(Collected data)
_ _ _ _ _
PR #2297, opened 2022-09-16
Adding new filter to allow customizing a product group's default variation

urikanonov:
Today a product group's default variation is chosen based only on the default attributes of the product. If a listing has no default attributes then there is no way to set a default variation.
This affects the way that product prices are displayed in an Instagram shop connected to the Facebook feed (the prices are basically random - confusing the users).
This filter will allow advanced users to customize the selection based on other factors like price or custom attributes.

### DIFF
--- a/facebook-commerce.php
+++ b/facebook-commerce.php
@@ -1485,12 +1485,7 @@ class WC_Facebookcommerce_Integration extends WC_Integration {
 		);
 
 		// Figure out the matching default variation.
-		$default_product_fbid = apply_filters(
-			'wc_facebook_product_group_default_variation',
-			$this->get_product_group_default_variation( $woo_product, $fb_product_group_id ),
-			$woo_product,
-			$fb_product_group_id
-		);
+		$default_product_fbid = $this->get_product_group_default_variation( $woo_product, $fb_product_group_id );
 
 		if ( $default_product_fbid ) {
 			$product_group_data['default_product_id'] = $default_product_fbid;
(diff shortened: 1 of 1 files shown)


facebook-commerce.php
```diff
@@ -1485,7 +1485,12 @@ function update_product_group( $woo_product ) {
 		);
 
 		// Figure out the matching default variation.
-		$default_product_fbid = $this->get_product_group_default_variation( $woo_product, $fb_product_group_id );
+		$default_product_fbid = apply_filters(
```
rawdreeg, line 1488: I suggest applying the filter within the `get_product_default_variation` method rather:

https://github.com/woocommerce/facebook-for-woocommerce/blob/0b4eecc7de4e07bf02d84b746ff4bab0ee0c84aa/facebook-commerce.php#L1570


I would also recommend adding a doc block to the new filter as done here:

https://github.com/woocommerce/facebook-for-woocommerce/pull/2169/files#diff-8f3102bd79b0b163d0cbb9a7341231014b0dcd6a70d4cd25cdab2dc8f432ba9bR104-R112

rawdreeg (changes requested):

rawdreeg:
Hello @urikanonov,

Thanks for your contributions. I have requested some changes.

Thanks,

R

facebook-commerce.php
urikanonov: @rawdreeg - Thank you for the comments. I've pushed changes. Could you please take a look?

urikanonov:
> Hello @urikanonov,
> 
> Thanks for your contributions. I have requested some changes.
> 
> Thanks,
> 
> R

Thank you for the comments. I've pushed changes. Could you please take a look?

rawdreeg:
Hi @urikanonov,

Thanks for making these changes. I had a look, and I prefer having the default variation set [using the UI ](https://woocommerce.com/document/variable-product/#setting-defaults). Still, there might be some value in adding a filter for `$product_group_data` as `facebook_for_woocommerce_integration_prepare_product` filters [`$product_data`](https://github.com/woocommerce/facebook-for-woocommerce/blob/7050354be7a647cda5839eb157e25a622fb2a460/includes/fbproduct.php#L659-L663)

@budzanowski any thoughts?

urikanonov:
At least for my needs a code based filter will suffice (in fact simply UI
won't be enough). So please, I'd like to limit this checkin to just the
filter.

rawdreeg (approved):
Thanks for your contribution, @urikanonov ! Let's get this merged! 👍🏾

Issue #2301, opened 2022-09-22
Incorrect admin notification for user without permission


ibndawood:
## 🔎 Isolate the bug

- [x] I have confirmed this occurs in the most recent version of WordPress, WooCommerce, and Facebook for WooCommerce.
- [x] I have confirmed this occurs when only WooCommerce and Facebook for WooCommerce are active and when using a default WordPress or WooCommerce theme.

## ✍️ Describe the bug

Related to #2300. When Facebook for WooCommerce is activated without the activation of WooCommerce, an admin notice is displayed asking the user to update Facebook. This notification should be displayed only for users who have access to update the plugins and those who do not have access, for example, a subscriber.

![image](https://user-images.githubusercontent.com/179533/191747230-2f9ffc03-3547-4ea1-bb97-96bc40b02da2.png)
The Dashboard of a user whose role is Subscriber. The user does not have the capability to update plugins.

## 🚶‍♀️ Steps to reproduce

1. Install and activate Facebook for WooCommerce without activating the WooCommerce plugin.
2. Create a new user whose role is `Subscriber`. Log in to the admin panel, the notice is displayed asking the user to update the plugin. However, the user does not have access to the update feature in WordPress.

## ✔️ Expected behavior

The notice should only be displayed for users who have the capability to update plugins.

PR #2302, opened 2022-09-23
Adds helpful admin notices for correct user roles.

### LINKED ISSUE #2300: Incorrect admin notification displayed
## 🔎 Isolate the bug

## ✍️ Describe the bug

When Facebook for WooCommerce plugin is activated without WooCommerce active or installed. The header notification reads:
> Facebook for WooCommerce requires WooCommerce version 3.5.0 or higher. Please [update WooCommerce](https://example.com/wp-admin/update-core.php) to the latest version, or [download the minimum required version »](https://downloads.wordpress.org/plugin/woocommerce.3.5.0.zip)

The notification first recommends updating the plugin and redirects to the update admin page and then recommends downloading the minimum required version which is v3.5.0.

Here is the screenshot:
image

## 🚶‍♀️ Steps to reproduce

1. Set up WordPress and install Facebook for WooCommerce without activating WooCommerce.

## ✔️ Expected behavior

The notification should ask to install and activate WooCommerce instead of asking to update.

ibndawood:

Closes #2300 & #2301.

Admin notices that are displayed on activation of WooCommerce are not helpful. This PR adds the following helpful messages:
* Checks if WooCommerce is installed and prompts to install. The notice is displayed only for users who have the capability to install plugins. Earlier it was asking to update WooCommerce and to all types of users.
* Checks if WooCommerce is activated and prompts to activate. The notice is displayed only for users who can activate plugins.
* Checks if WooCommerce minimum WooCommerce version is installed and activated. The notice is displayed only for users who can update plugins.
* All the above admin notices are displayed only for users who have the required capabilities.
* The above notices are not displayed in the plugin update screen. 

This PR also has additional changes:
* Hooks `add_plugin_notices` to `admin_notices` hook instead of `admin_init`. This is because the function `get_screen` is not available at `admin_init`.
* Made the notices translatable.
* Methods that check for WooCommerce installation and activation.

#### When the plugin is activated without WooCommerce installed
image

#### When the plugin is activated with WooCommerce installed but not activated
image

1. Install and activate Facebook for WooCommerce without WooCommerce installed. The notice should read: 
> Facebook for WooCommerce requires WooCommerce to be installed and activated. Please install WooCommerce.
2. Click on **Install WooCommerce**. The link should download the latest version of WooCommerce.
3. Without activating WooCommerce, the notice should read:
> Facebook for WooCommerce requires WooCommerce to be activated. Please activate WooCommerce.
4. When updating/installing WooCommerce, the notice should not be displayed.
5. Click on **Activate WooCommerce**. The link should activate the plugin.
6. Create a new Subscriber user.
7. Log in as a subscriber and make sure the notices are not displayed. The notices are not required because the subscriber does not have the capability to install, update or activate plugins.

### Additional details:

> Tweak - added helpful admin notices, display them only for capable users, and made them translatable.

### DIFF
--- a/facebook-for-woocommerce.php
+++ b/facebook-for-woocommerce.php
@@ -223,7 +223,8 @@ class WC_Facebook_Loader {
 					'update_wordpress',
 					'error',
 					sprintf(
-						'%s requires WordPress version %s or higher. Please %supdate WordPress &raquo;%s',
+						/* translators: %1$s - plugin name, %2$s - minimum WordPress version required, %3$s - update WordPress link open, %4$s - update WordPress link close */
+						esc_html__( '%1$s requires WordPress version %2$s or higher. Please %3$supdate WordPress &raquo;%4$s', 'facebook-for-woocommerce' ),
 						'<strong>' . self::PLUGIN_NAME . '</strong>',
 						self::MINIMUM_WP_VERSION,
 						'<a href="' . esc_url( admin_url( 'update-core.php' ) ) . '">',


rawdreeg (approved):
LGTM! 👍🏾 

Thanks, @ibndawood!

PR #2340, opened 2022-10-26
Move Facebook menu notification to Inbox

### LINKED ISSUE #2299: Move The Facebook menu is now located... message to inbox.
image

The **Heads up! The Facebook menu is now located under the Marketing menu** message should only show for stores old stores prior to when this change was made, and it should move to being an inbox notice instead.

ibndawood:

Closes #2299 

In this PR:

1. Adds a class `SettingsMoved` note that inherits `NotesTrait` to display the "Facebook menu is moved..." admin message as an inbox note.
2. Removes "Facebook menu is moved..." admin notice.
3. Adds a method to `WC_Facebookcommerce` to access `lifecycle_handler` that allows us to get the lifecycle of the plugins. This method will return the last event of the lifecycle. The note should be displayed if the previous event is an upgrade and if it happened from v2.1.4.

### Screenshots:

image

1. Generate the build from this PR by running `npm run build`
2. Use local to set up 2 WordPress installations.
3. In one instance, download v2.1.4 from here: https://downloads.wordpress.org/plugin/facebook-for-woocommerce.2.1.4.zip, and install and activate Facebook for WooCommerce.
4. After activation, navigate to Plugins > Add New > Upload Plugin and upload the zip file generated from step 1. We are no upgrading from v2.1.4 to the version in the build.
5. Activate the plugin after the update and navigate to WooCommerce > Home. The Inbox should have a note as shown in the screenshot.
6. In another instance, install the build from the PR. Verify that no admin notices or inbox notes are added.
7. Verify the admin notice "Heads up! The Facebook menu is now located under the Marketing menu" is not displayed anywhere.

### Additional details:

The Facebook menu was moved under the Marketing menu in the WP admin panel in v2.2.0. This note should be displayed only to users updating the plugin from before v2.2.0.

The Lifecycle handler stores events such as installation and upgrade. It does not record downgrades. It also stores the latest version in the options table using this key: `wc_facebook_for_woocommerce_version`. This key is not updated on downgrades. Hence, it does not record events such as upgrades if we do them after installing a recent version. 

For example, if we install v2.6.28 and then downgrade to v2.1.4, and then upgrade to v2.6.27, the last upgrade will not be recorded. Hence for testing, we need to use 2 separate installations.

### Changelog entry

> Add - Inbox note about Facebook menu moved under the Marketing menu.

### DIFF
--- a/includes/Admin/Notes/SettingsMoved.php
+++ b/includes/Admin/Notes/SettingsMoved.php
@@ -39,7 +39,7 @@ class SettingsMoved {
 		 * only to users updating from a version prior to v2.2.0.
 		 */
 		$should_display = false;
-		$last_event     = \facebook_for_woocommerce()->get_last_event_from_history();
+		$last_event     = facebook_for_woocommerce()->get_last_event_from_history();
 
 		if ( isset( $last_event['name'] ) && 'upgrade' === $last_event['name'] ) {
 			$last_version = $last_event['data']['from_version'];


rawdreeg (commented):
Thanks, @ibndawood,

I tested this PR, and everything worked as expected. I left a small comment regarding the use of `\facebook_for_woocommerce()`.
_ _ _ _ _
WHAT THE TASK ASKS: Up to and including the line with "if ( $default_product_fbid", transcribe the entries above exactly, starting from their first line.

RESPONSE BELOW:
PR #2297, opened 2022-09-16
Adding new filter to allow customizing a product group's default variation

urikanonov:
Today a product group's default variation is chosen based only on the default attributes of the product. If a listing has no default attributes then there is no way to set a default variation.
This affects the way that product prices are displayed in an Instagram shop connected to the Facebook feed (the prices are basically random - confusing the users).
This filter will allow advanced users to customize the selection based on other factors like price or custom attributes.

### DIFF
--- a/facebook-commerce.php
+++ b/facebook-commerce.php
@@ -1485,12 +1485,7 @@ class WC_Facebookcommerce_Integration extends WC_Integration {
 		);
 
 		// Figure out the matching default variation.
-		$default_product_fbid = apply_filters(
-			'wc_facebook_product_group_default_variation',
-			$this->get_product_group_default_variation( $woo_product, $fb_product_group_id ),
-			$woo_product,
-			$fb_product_group_id
-		);
+		$default_product_fbid = $this->get_product_group_default_variation( $woo_product, $fb_product_group_id );
 
 		if ( $default_product_fbid ) {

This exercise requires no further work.